Pendant deux semaines, les inspecteurs ont évolué dans trois univers différents — un accident sur un chantier de construction, une chaîne d’approvisionnement agricole informelle et un hôpital confronté à des risques psychosociaux — chacun conçu pour refléter la complexité, l’urgence et l’incertitude propres aux inspections réelles.
L’inspection du travail est l’une des fonctions publiques les plus complexes et exigeantes dans le monde du travail.

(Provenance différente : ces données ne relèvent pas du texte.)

PR #3482, opened 2022-11-16
Move `sev_guest` and `virtio` ouf of experimental

conradgrobler:


tiziano88 (approved):
LG but I think they should be prefixed with oak_ like everything else (especially if we think we may release them at some point)

conradgrobler:
> LG but I think they should be prefixed with oak_ like everything else (especially if we think we may release them at some point)

Thanks. I have prefixed it with "oak_" for consistency. I am not 100% convinced about having so many folders at the root starting with "oak_", but whether that is the best way to go can be discussed separately.

PR #3483, opened 2022-11-16
Fix TFLM page fault

ipetr0v:


oak_tensorflow_service/src/tflite.rs
```diff
@@ -95,16 +99,16 @@ impl TfliteModel {
             return Err(anyhow!("TFLite model has already been initialized"));
         }
 
-        let model_bytes_len = model_bytes.len();
-        let tensor_arena_len = self.tensor_arena.len();
-        let mut output_buffer_len = 0usize;
+        // Save a copy of the TFLite model.
```
tiziano88, line 102: Is it not possible to get the model as `Vec<u8>` to this method already and keep ownership of that to avoid an extra allocation and copy?

tiziano88 (approved):

oak_tensorflow_service/src/tflite.rs
ipetr0v: It's a reference to the proto message field: https://github.com/project-oak/oak/blob/0bd982eb256979bd17b87a7736db01cb7a01cde8/oak_tensorflow_service/src/lib.rs#L48

Issue #3486, opened 2022-11-18
Implement a tool to predict the AMD SEV-SNP attestation report measurement


conradgrobler:
To make the measurement in the attestation report meaningful we must be able to show that a the measurement is the result of running a specific verison of the Stage 0 firmware and a specific version of an enclave binary. The measurement if made of of various components, and support will be implementing in the following order:

- Measure the Stage 0 firmware
- Measure the enclave binary
- Account for SNP-specific pages (secrets, CPUID, unmeasured and zero pages)
- Measure the initial VMSA for the vCPU

PR #3487, opened 2022-11-18
Add initial attestation measurement calculation

conradgrobler:
This is the first step towards calculating the expected measurement in the attestation report from the Stage 0 firmware image and the enclave binary.

See #3486 for more details.

### DIFF
--- a/snp_measurement/src/stage0.rs
+++ b/snp_measurement/src/stage0.rs
@@ -23,17 +23,67 @@ use x86_64::PhysAddr;
 /// The address of the first byte after the end of the firmware image.
 ///
 /// The firmware image gets loaded just below the 4GiB boundary.
-pub const FIRMWARE_TOP: PhysAddr = PhysAddr::new(0x1_0000_0000);
+const FIRMWARE_TOP: PhysAddr = PhysAddr::new(0x1_0000_0000);
 
-/// Loads the Stage0 firmware ROM image from the supplied path.
-pub fn load_stage0(stage0_rom_path: PathBuf) -> anyhow::Result<Vec<u8>> {
+/// The address of the first byte after the end of the legacy boot shadow firmware image.
+///
+/// To support legacy booting the last 128KiB of the firmware gets shadowed just below the end of
+/// 20-bit memory.
+const LEGACY_TOP: PhysAddr = PhysAddr::new(0x10_0000);
+
+/// The maximum size of the shadow firmware for legacy boot.
+const LEGACY_MAX_SIZE: usize = 128 * 1024;
+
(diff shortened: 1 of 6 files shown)


snp_measurement/src/stage0.rs
```diff
@@ -0,0 +1,39 @@
...
+use anyhow::Context;
+use log::{debug, info};
+use sha2::{Digest, Sha256};
+use std::path::PathBuf;
+use x86_64::PhysAddr;
+
+/// The address of the first byte after the end of the firmware image.
+///
+/// The firmware image gets loaded just below the 4GiB boundary.
+pub const FIRMWARE_TOP: PhysAddr = PhysAddr::new(0x1_0000_0000);
```
andrisaar, line 26: The BIOS gets shadowed in the low memory as well. I don't know exactly how QEMU handles this, but some other VMMs just copy the first 128K of memory to 1M-128K.

snp_measurement/src/stage0.rs
```diff
@@ -0,0 +1,39 @@
...
+pub fn load_stage0(stage0_rom_path: PathBuf) -> anyhow::Result<Vec<u8>> {
+    let stage0_bytes =
+        std::fs::read(&stage0_rom_path).context("couldn't load stage0 firmware ROM image")?;
+    debug!("Stage0 size: {}", stage0_bytes.len());
+
+    let mut stage0_hasher = Sha256::new();
+    stage0_hasher.update(&stage0_bytes);
+    let stage0_cecksum = stage0_hasher.finalize();
+    info!("Stage0 SHA256 hash: {}", hex::encode(stage0_cecksum));
+    Ok(stage0_bytes)
```
tiziano88, line 38: Personally I recommend the following:

```suggestion
    let mut stage0_hasher = Sha256::new();
    stage0_hasher.update(&stage0_bytes);
    let stage0_sha256_digest = stage0_hasher.finalize();
    info!("Stage0 digest: sha256:{}", hex::encode(stage0_sha256_digest));
    Ok(stage0_bytes)
```

In particular, use the term "hash" for the function, and "digest" for the value, and also prefix the digest with the algo when printing.

Especially here that there are other hashing algos floating around :)

tiziano88 (approved):

rbehjati (approved):

snp_measurement/src/stage0.rs
conradgrobler: Done.

snp_measurement/src/stage0.rs
conradgrobler: Done.

conradgrobler (commented):
Thanks

andrisaar (approved):

PR #3489, opened 2022-11-21
Include VMSA page in the attestation measurement

conradgrobler:
The initial state of the VM state save area for the boot vCPU must be included in the attestation measurement calculation.

See #3486 for more details.

### DIFF
--- a/snp_measurement/src/vmsa.rs
+++ b/snp_measurement/src/vmsa.rs
@@ -16,7 +16,10 @@
 
 use log::trace;
 use oak_sev_guest::vmsa::{calculate_rdx_from_fms, Vmsa, VmsaPage};
-use x86_64::PhysAddr;
+use x86_64::{
+    structures::paging::{PageSize, Size4KiB},
+    PhysAddr,
+};
 
 /// The CPU family of the vCPU we expect to be running on.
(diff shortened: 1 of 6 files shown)


snp_measurement/src/vmsa.rs
```diff
@@ -0,0 +1,49 @@
...
+
+/// The guest-physical address of the VMSA page.
+///
+/// The current implementation uses the same fixed address for all VMSA pages. It is calculated as
+/// the start-address of the last 4KiB page that can be addressed within the allowed physical bits.
+///
+/// For AMD "Milan" CPUs the maximum supported physical memory bit-width is 48 when SEV-SNP is
+/// enabled.
+#[allow(unused)]
+pub const VMSA_ADDRESS: PhysAddr = PhysAddr::new(0xFFFF_FFFF_F000);
```
andrisaar, line 38: I wonder if `(1 << 48) - 0x1000` would be worth using here, as it would make the address more explicit at the cost of slightly lower readability.

conradgrobler: Good idea. I ended up goind with `(1 << 48) - Size4KiB::SIZE` to try and make it as readable as possible.

PR #3490, opened 2022-11-22
Include SEV-SNP pages in attestation measurement

conradgrobler:
The metadata of the SEV-SNP-related pages (secret, CPUID and unmeasured pages) must also be included in the attestation measurement.

The addresses and types of these pages are included in the the Stage 0 firmware image as metadata tables in the same way as is done in [OVMF](https://github.com/tianocore/edk2/tree/master/OvmfPkg), so we parse these values from the firmware image to be able to include them in the calculation.

See #3486 for more details.

### DIFF
--- a/snp_measurement/src/stage0.rs
+++ b/snp_measurement/src/stage0.rs
@@ -14,11 +14,17 @@
 // limitations under the License.
 //
 
+use crate::page::PageType;
 use anyhow::Context;
-use log::{debug, info};
+use log::{debug, info, trace};
 use sha2::{Digest, Sha256};
-use std::path::PathBuf;
-use x86_64::PhysAddr;
+use std::{collections::HashMap, mem::size_of, path::PathBuf};
+use strum::FromRepr;
+use x86_64::{
+    structures::paging::{PageSize, Size4KiB},
+    PhysAddr,
+};
+use zerocopy::AsBytes;
 
 /// The address of the first byte after the end of the firmware image.
 ///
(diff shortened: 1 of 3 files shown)


snp_measurement/src/stage0.rs
```diff
@@ -34,6 +40,44 @@ const LEGACY_TOP: PhysAddr = PhysAddr::new(0x10_0000);
 /// The maximum size of the shadow firmware for legacy boot.
 const LEGACY_MAX_SIZE: usize = 128 * 1024;
 
+/// The reverse offset from the end of the firmware blob to the end of the GUID tables.
+const GUID_TABLE_END_OFFSET: usize = 0x20;
+
+/// The size of the header of an entry in the GUID table.
+///
+/// The header consists of a 16 byte GUID and a 16-bit length field.
+const GUID_TABLE_ENTRY_HEADER_SIZE: usize = size_of::<u128>() + size_of::<u16>();
```
andrisaar, line 49: Minor nit, but it is it really a header if it is at the end? :)

snp_measurement/src/stage0.rs
```diff
@@ -87,3 +220,141 @@ pub fn load_stage0(stage0_rom_path: PathBuf) -> anyhow::Result<Stage0Info> {
...
+            SevMetadataPageType::Secrets => PageType::Secrets,
+            SevMetadataPageType::Unmeasured => PageType::Unmeasured,
+        }
+    }
+}
+
+/// The header of a guid table entry.
+///
+/// The table footer also has the same structure.
+struct GuidTableEntryHeader {
```
andrisaar, line 300: Could this use zerocopy::FromBytes instead of manually parsing data?

snp_measurement/src/stage0.rs
```diff
@@ -57,6 +101,95 @@ impl Stage0Info {
...
+            assert!(entry_end >= entry_size as usize, "invalid entry size");
+            let content_end = entry_end - GUID_TABLE_ENTRY_HEADER_SIZE;
+            let content_start = entry_end - entry_size as usize;
+            if let Some(_existing) = result.insert(entry_guid, &content[content_start..content_end])
+            {
+                panic!("duplicate GUID detected in table");
+            }
+            entry_end = content_start;
+        }
+        result
```
andrisaar, line 163: You should check that there were no bytes left at this point, otherwise the table is malformed.

andrisaar (approved):
Parsing in reverse is fun.

snp_measurement/src/stage0.rs
conradgrobler: I don't think it is great, but couldn't think of a better name. I am open to suggestions.

snp_measurement/src/stage0.rs
conradgrobler: It complained about alignment mismatch with `repr(packed)` and a there was size mismatch due to the additional padding with `repr(C)`.

snp_measurement/src/stage0.rs
conradgrobler: Good point. I will add a check.

conradgrobler (commented):
Thanks.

Les inspecteurs doivent faire respecter un mandat vaste et en constante évolution, notamment :
les principes généraux de l’inspection du travail ;
les principes et droits fondamentaux au travail — travail des enfants, travail forcé, sécurité et santé au travail, non-discrimination et liberté syndicale ;
la sécurité et la santé dans des secteurs tels que la construction, l’agriculture, les mines et l’industrie manufacturière ;
l’enquête sur les accidents et maladies professionnels ;
la conformité dans les nouvelles formes d’emploi ;
et les approches de formalisation dans les économies informelles.
Concrètement, cela signifie intervenir dans des environnements imprévisibles, parfois dangereux, souvent chargés d’émotion, et toujours ancrés dans des réalités humaines et des moyens de subsistance.
Les inspections peuvent avoir lieu un jour dans une usine, le lendemain dans une exploitation agricole isolée, puis dans un service hospitalier.
Les inspecteurs doivent savoir lire le langage corporel, repérer les risques cachés, analyser des preuves, gérer les conflits, interroger des travailleurs réticents ou craintifs, et faire face à des situations de traumatisme, d’exploitation ou de danger immédiat.
Or, malgré ces enjeux élevés, recréer ces réalités dans une salle de classe traditionnelle est presque impossible.
Un cours ne peut reproduire la tension face à un employeur sur la défensive.
Une diapositive PowerPoint ne peut restituer le chaos d’un lieu d’accident.
Et amener des apprenants sur de véritables lieux de travail — en particulier lorsqu’il s’agit de travail des enfants, d’informalité ou de conditions dangereuses — est rarement envisageable dans un cadre de formation.
Cela soulève une question fondamentale pour toute inspection ou institution de formation :
Comment enseigner l’inspection sans inspection réelle ?
Comment permettre aux inspecteurs de s’exercer avant d’affronter des situations sensibles ou à haut risque ?
C’est à partir de ce défi qu’est née l’initiative d’apprentissage immersif lancée à l’Académie sur l’administration du travail, l’inspection du travail et la conformité sur les lieux de travail à Turin.
Pour relever ces défis, l’équipe a conçu trois expériences immersives plaçant les participants dans des situations fictives inspirées de visites d’inspection réelles. Les participants devaient comprendre le contexte, recueillir des preuves, identifier les problèmes et élaborer des lignes de questionnement pour les entretiens afin de produire des recommandations. Chaque expérience suivait la même logique : observer, explorer, discuter, interviewer et conclure — comme sur le terrain, mais avec la liberté de s’arrêter, de questionner et de recommencer.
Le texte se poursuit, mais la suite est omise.